To train with specific modes, use the corresponding configuration files:

* **MPM mode**:

  ```bash
  sh shell_scripts/sh/train_ssrl.sh --model configs/ssrl/variants/model/ssrl_model_mask.yaml
  ```

* **CLS mode**:

  ```bash
  sh shell_scripts/sh/train_ssrl.sh --model configs/ssrl/variants/model/ssrl_model_cls.yaml
  ```

> 💡 To accelerate pre-training, you can disable evaluation callbacks by editing the trainer config file, or skip all callbacks by passing `--trainer.callbacks null`

### Evaluation
To evaluate the model on **object recognition tasks**, use the following command:

```bash
python shell_scripts/py/train_neural_classifier_all.py --runs <num_eval_runs> --model.encoder_ckpt_path <path_to_model>
``` 

For the **MPM** pre-trained version without a **CLS**-token, you can add:
```bash
--model configs/classification/variants/model/classification_model_mask.yaml
```

For **few-shot** evaluation on **ModelNet40**:
```bash
python shell_scripts/py/train_neural_classifier_all.py --model.encoder_ckpt_path <path_to_model>
```

> 🔍 You can find logged results on Weights and Biases. A link to the run is provided in the script output. 

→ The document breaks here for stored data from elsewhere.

PR #698, opened 2015-03-06
fixed LaTeX equation error

kkiesling:
There was an error in the equation in bins.rst. I simply fixed it so that it would actually render. I am not sure if it is rendering the equation 100% correctly since I do not know what it should be originally. @scopatz it looks like you were the original author so you might want to double check.

### DIFF
--- a/docs/theorymanual/bins.rst
+++ b/docs/theorymanual/bins.rst
@@ -25,7 +25,7 @@ collapsed value :math:`y_g` is:
 
 .. math::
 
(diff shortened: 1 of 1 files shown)


scopatz:
Looks correct to me. Thanks a ton @kkiesling

kkiesling:
I just pulled in the latest changes so when CI is done, go ahead and merge.

scopatz:
In the name of all that is good and right, w00t.

PR #699, opened 2015-03-17
Dagmc tests moved assert statements

kkiesling:
I realized as I was making a presentation about nosetests with multiprocessing that if you have assert statements in the function you are calling (not the function test_X), that you can receive false positives, meaning the test will return a pass even if it shouldn't. I changed all the dagmc tests that were set up like that originally so now all assert statements are made in the outermost function. Luckily, no false positives were occurring before.

I also added one file to the .gitignore

### DIFF
--- a/.gitignore
+++ b/.gitignore
@@ -44,3 +44,4 @@ rs.cred
 src/decay.h
 src/decay.cpp
 tests/fort.8
+tests/endftape.100
--- a/pyne/dagmc.pyx
+++ b/pyne/dagmc.pyx
@@ -322,11 +322,11 @@ def load(filename):
 
 def get_surface_list():
     """return a list of valid surface IDs"""
-    return surf_id_to_handle.keys()
+    return list(surf_id_to_handle.keys())
 
 def get_volume_list():
     """return a list of valid volume IDs"""
-    return vol_id_to_handle.keys()
+    return list(vol_id_to_handle.keys())
 
 
 def volume_is_graveyard(vol_id):
--- a/tests/test_dagmc.py
+++ b/tests/test_dagmc.py
@@ -45,16 +45,11 @@ def metadata():
     from pyne import dagmc
     dagmc.load(path)
     
-    rets = [dagmc.volume_is_graveyard(x) for x in range(1, 5)]
-    assert_equal(rets, [True, False, False, False])
-
-    rets = [dagmc.volume_is_implicit_complement(x) for x in range(1, 5)]
-    assert_equal(rets, [False, False, False, True])
-
+    rets1 = [dagmc.volume_is_graveyard(x) for x in range(1, 5)]
+    rets2 = [dagmc.volume_is_implicit_complement(x) for x in range(1, 5)]
     md = dagmc.volume_metadata(2)
-    assert_equal(md['material'], 5)
-    assert_equal(md['rho'], 0.5)
-    assert_true(all(x in md for x in ['material', 'rho', 'imp']))
+    
+    return [rets1, rets2, md]
 
 def versions():
     from pyne import dagmc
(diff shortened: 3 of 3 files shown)


scopatz:
Hi @kkiesling - I am seeing these two errors:

```console
ERROR: test_dagmc.test_list_functions
  File "/home/scopatz/miniconda3/lib/python3.4/site-packages/nose/case.py", line 198, in runTest
    self.test(*self.arg)
  File "/home/scopatz/pyne/tests/test_dagmc.py", line 307, in test_list_functions
    r = results.get()
  File "/home/scopatz/miniconda3/lib/python3.4/multiprocessing/pool.py", line 599, in get
    raise self._value
multiprocessing.pool.MaybeEncodingError: Error sending result: '[dict_keys([1, 2, 3, 4, 5, 6, 7, 8, 9, 10, 11, 12, 13, 14, 15, 16, 17, 18]), dict_keys([1, 2, 3, 4])]'. Reason: 'PicklingError("Can't pickle <class 'dict_keys'>: attribute lookup dict_keys on builtins failed",)'

ERROR: test_endf.test_loadtape
  File "/home/scopatz/pyne/tests/test_endf.py", line 83, in test_loadtape
    assert(os.path.isfile('endftape.100'))
AssertionError

During handling of the above exception, another exception occurred:

  File "/home/scopatz/miniconda3/lib/python3.4/site-packages/nose/case.py", line 198, in runTest
    self.test(*self.arg)
  File "/home/scopatz/pyne/tests/test_endf.py", line 90, in test_loadtape
    "endftape.100")
  File "/home/scopatz/miniconda3/lib/python3.4/urllib/request.py", line 186, in urlretrieve
    with contextlib.closing(urlopen(url, data)) as fp:
  File "/home/scopatz/miniconda3/lib/python3.4/urllib/request.py", line 161, in urlopen
    return opener.open(url, data, timeout)
  File "/home/scopatz/miniconda3/lib/python3.4/urllib/request.py", line 461, in open
    req = meth(req)
  File "/home/scopatz/.local/lib/python3.4/site-packages/yt-3.0.2-py3.4-linux-x86_64.egg/yt/utilities/poster/streaminghttp.py", line 150, in http_request
    if req.has_data():
AttributeError: 'Request' object has no attribute 'has_data'

Ran 3654 tests in 15.173s

FAILED (SKIP=25, errors=2)
```

Also note that CI is probably not to be trusted right now.

kkiesling:
Hi @scopatz, I am not getting these errors on my system. I know where the test_list_functions might be getting caught up so I think I can fix that. 

That second one looks like it can't find the endftape.100 file that I added to the gitignore file. I added that because every time I ran nosetests after installing it re-added that file and was appearing as a change I should commit. 

How are you getting these errors? It says it passed the build and test here.

kkiesling:
Actually I take back what I said about being able to fix that test_list functions error.. This error message says it can't unpack a dictionary but that function doesn't even return a dictionary so I have no idea where that is coming from.

scopatz:
@kkiesling for the second one, you might need to call `list(d.keys())`, where d is a dictionary, instead of `d.keys()`. In Python 3, the keys() method works more like the iterkeys() method in Python 2.

scopatz:
for the first one, it seems like I am not even downloading the `endftape.100` file.  This looks like a yt issue.

scopatz:
I'll look into that one.

kkiesling:
That I understand. I am just confused because that test involves no dictionaries at all and I don't do anything that calls d.keys() so I can't figure out where that error is coming from. Nor can I reproduce it on my machine.

scopatz:
dagmc itself has the dictionary and is returning the keys: https://github.com/pyne/pyne/blob/develop/pyne/dagmc.pyx#L327

This should be a quick fix.  Something similar needs to happen for surfs, too, I think.

MatthewTurk:
Fixed in this pull request: https://bitbucket.org/yt_analysis/yt/pull-request/1515

scopatz:
Thanks @MatthewTurk!

kkiesling:
@scopatz I changed the d.keys(). See if it works for you now.

scopatz:
Like a charm!

scopatz:
Thanks @kkiesling!

PR #920, opened 2017-10-06
Atomic data generation

scopatz:


scopatz:
Some fixes for the code generation of atomic data.

PR #923, opened 2017-10-06
offsets only valid for ground state nuclide

scopatz:
Minor child() fix

### DIFF
--- a/tests/test_rxname.py
+++ b/tests/test_rxname.py
@@ -3,7 +3,7 @@ from __future__ import unicode_literals, division
 import sys
 import warnings
 
-import nose 
+import nose
 from nose.tools import assert_equal, assert_not_equal, assert_raises, raises, \
     assert_in, assert_greater_equal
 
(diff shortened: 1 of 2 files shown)


tests/test_rxname.py
```diff
@@ -24,9 +24,9 @@ def _hash(s):
     return h
 
 def test_hash():
-    rxs = ["a", "hello", "total", "wowza", "z_2na", "z_3na", "absorption", "np", 
-           "n2a", "z_2n2a", "nd", "nt", "nHe3", "nd3a", "nt2a", "z_4n", 
-           "fission_fourth", "z_2np", "z_3np", "n2p", "npa", "n_0", "n_1", "n_2", 
+    rxs = ["a", "hello", "total", "wowza", "z_2na", "z_3na", "absorption", "np",
```
FlanFlanagan, line 27: I've never seen this line before, "hello" and "wowza"?

FlanFlanagan: Not going to hold it up for this, just thought it was interesting!

scopatz: haha yeah, it is just there to test the hash function

PR #924, opened 2017-10-10
More mislabled metastables from ENSDF

scopatz:
CC @asmeurer  @FlanFlanagan


scopatz:
Note that this requires a `nuc_data_make --clean 1`

PR #925, opened 2017-10-13
New k coefficient calculation in decaygen

scopatz:
This should fix some of the issues generating branches that are not stable, but close to stable.  The previous method didn't have strong enough guarantees.

### DIFF
--- a/docs/theorymanual/decay.rst
+++ b/docs/theorymanual/decay.rst
@@ -1,25 +1,25 @@
 .. _theorymanual_decay:
 
 ===============================
-Decay 
+Decay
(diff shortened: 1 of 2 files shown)


scopatz:
Newly generated decayer is at https://github.com/pyne/data/pull/4

scopatz:
Also, this has a bug on the diagonal, hold off for a moment.

scopatz:
Actually, cancel that, this is right.  The error is not this PR.

scopatz:
I think that this is right, but there are still errors in ENSDF...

## 4. 🔮 Future Releases on Public Repository

We plan on releasing the following resources:

* **Pre-trained Models**: Checkpoints for both small and base versions of **AsymDSD**, including **AsymDSD-CLS** and **AsymDSD-MPM**.
* **Additional Datasets**: Dataset preparation modules including *Mixture* and *Objaverse*.
* **Training Scripts**: Full training configurations for larger model variants and part segmentation on ShapeNet-Part.